Wikidata:Requests for permissions/Bot/AitalvivemBot
- The following discussion is closed. Please do not modify it. Subsequent comments should be made in a new section. A summary of the conclusions reached follows.
- Approved, I normally let all the issues to settle down, but here the main issues have been solved, the remaining side issues can be sorted out (please do), and I am travelling starting from tomorrow, so that I boldly approve the bot now--Ymblanter (talk) 20:32, 30 July 2019 (UTC)[reply]
AitalvivemBot (talk • contribs • new items • new lexemes • SUL • Block log • User rights log • User rights • xtools)
Operator: AitalvivemBot (talk • contribs • logs)
Task/s: Move the lexicographical data from a xml file (from Lo Congrès) dictionary database to Wikidata. Those data will be used in the future as a foundation for the creation of automatics natural languages processing (NLP) for the Occitan languages (Lengadocian and Gascon).
Code: You can find my code here https://github.com/aitalvivem/AitalvivemBot. This must be used with the pywikibot framework.
Function details:
- The Bot read the lexicographicals data from a .xml file containing for each lexeme a lemma, some forms, a lexical category, some grammatical features, some claims and a language.
- To add a form in the Wikidata database the Bot first check if the relevant Lexeme exists and get its id. If the Lexeme does not exists the Bot create it.
- The Bot add the form for the relevant Lexeme.
- The bot add the claims if it is needed
--Aitalvivem (talk) 12:37, 29 July 2019 (UTC)[reply]
- @User:AitalvivemBot: What kind of „usefull datas“ you like to introduce here? --Succu (talk) 20:56, 1 July 2019 (UTC)[reply]
- @Succu: We want to introduce all the Lexemes from 3 languages (French, Occitan Lengadocian and Occitan Gascon) used by our online dictionary. It will concern in the first time the Lemmes, the forms, the translation relationships between words, the variants relationships. And later we may add definition relationship.--Aitalvivem (talk) 09:49, 2 July 2019 (UTC)[reply]
- @Aitalvivem: I'm Nicolas (from the meeting we just had ). When you will be ready, it would be good to do a test run, like importing 5-10 Lexemes so we can check everything is ok.

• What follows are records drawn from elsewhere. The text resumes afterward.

Issue #10377, opened 2024-12-18
Address Account Transfer Confirmation Modal 


dillchen:
### Description

Create a modal to handle wallet transfer confirmation when a user attempts to link a wallet that is already associated with another account.

Context: as part of #10214 we have simplified the create and verifyAddress flow.

### **Tasks**  

1. **Modal UI**  
   - Use existing confirmation modal with the following content:  
     - **Title:** “Wallet Transfer Confirmation”  
     - **Message:**  
       “The wallet you want to link is owned by account Y. Do you want to transfer it? Your thread history will now be associated with account X.”  
     - **Actions:**  
       - **Confirm Transfer**: Proceed with wallet transfer.  **Button Color: Red Primary**
       - **Cancel**: Close the modal without transferring.  **Button Color: Grey / Black**
       
    - **When this modal appears:** If User B is trying to an address has been linked to a different user profile from **User A**.

2. **Signature Prompt Integration**  
   - Display the modal only after the user initiates linking a wallet.  
   - Ensure confirming the transfer triggers a wallet signature prompt to validate ownership.

3. **We Create and Fire a Knock Notification / Email** 
   - Inform **User A** that their wallet has been transferred

### **Additional Context**  
- Wallet transfers require a valid signature for ownership validation.  

### Project Owner

@dillchen  

### **Acceptance Criteria**  
1. Modal appears when a wallet is linked but detected as associated with another account. (Use Existing Modal Component)
2. Modal includes:  
   - Clear messaging about wallet ownership and thread history transfer.  
   - “Confirm Transfer” and “Cancel” actions.  
3. Confirming the transfer triggers the wallet signature process.  
4. In App / Email Notification When toggled informs previous account that their address has been switched

dillchen:
cc: @timolegros for visibility

KaleemNeslit:
@dillchen can you please tell me where i need to show this modal , where is the wallet transfer feature exits .

KaleemNeslit:
@dillchen  i saw you move this ticket to 2nd review but  i did not start this ticket yet , do you want me to work now on this ticket .

dillchen:
Let's move it back, I must have moved it by mistake

Sent via Superhuman ***@***.***>

KaleemNeslit:
@dillchen  i have completed the front part 
 i have created the sub ticket for platform to Fire a Knock Notification / Email .

PR #11133, opened 2025-02-25
added the confirmation modal when user tried to add address which bel…

KaleemNeslit:
Show a confirmation modal when a user tries to link an account that already belongs to another user.
## Link to Issue
Closes: #10377 

## Description of Changes
- Show a confirmation modal when a user tries to link an account that already belongs to another user.

## "How We Fixed It"

Show a confirmation modal when a user tries to link an account that already belongs to another user.

## Test Plan
 - tried to add or connect an account / address which is already used by other user .


masvelio (approved):

Israellund (approved):

packages/commonwealth/client/scripts/views/modals/AuthModal/useAuthentication.tsx
```diff
@@ -590,6 +556,69 @@ const useAuthentication = (props: UseAuthenticationProps) => {
...
+          return;
+        }
+
+        if (res.data.result.exists) {
+          openConfirmation({
+            title: 'Wallet Transfer Confirmation',
+            description: `
+            The wallet you want to link is owned by account Y. 
+            Do you want to transfer it? Your thread history will
+            now be associated with account X.
```
mzparacha, line 590: same, is `X` intentional?

mzparacha (commented):
lgtm, just 1 copy request above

- Hi Nicolas, of course I will make a test run but the bot if far from ready for now. I will let you know when I am ready if you are interested !--Aitalvivem (talk) 18:41, 3 July 2019 (UTC)[reply]
- @Succu: for now, this is just this first step of a long project, the bot is not ready yet ; Aitalvivem is starting to first contact and connect with the Wikidata community. The „usefull datas“ are lexicographical data for the Lexeme namespace.
- Cheers, VIGNERON (talk) 13:55, 2 July 2019 (UTC)[reply]
- Please use the sandbox items or test environment for testing. Unless you add actual data, don't do this by creating new items in the live environment. I asked for Q65028409 (label "en-value"@en) and Q65010246/Q65028365 to be deleted. --- Jura 16:01, 4 July 2019 (UTC)[reply]
- @Jura Sorry for this mistake, I thought that the live environment would not take account of my request while I do not have the Bot permission.--Aitalvivem (talk) 09:12, 5 July 2019 (UTC)[reply]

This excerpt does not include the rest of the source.